§ TASK INSTRUCTIONS:
A single number is the whole answer: how many lines in this listing contain "instantsearch".

§ DATA:
PR #796, opened 2025-04-04
Lazily load instantsearch globally

indykoning:
In this PR we've moved the components for instantsearch to be lazily imported, this makes it easier to create your own listings without having to register them again. And prepares us for a Vue 3 update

§ SOLVED EXERCISE:
2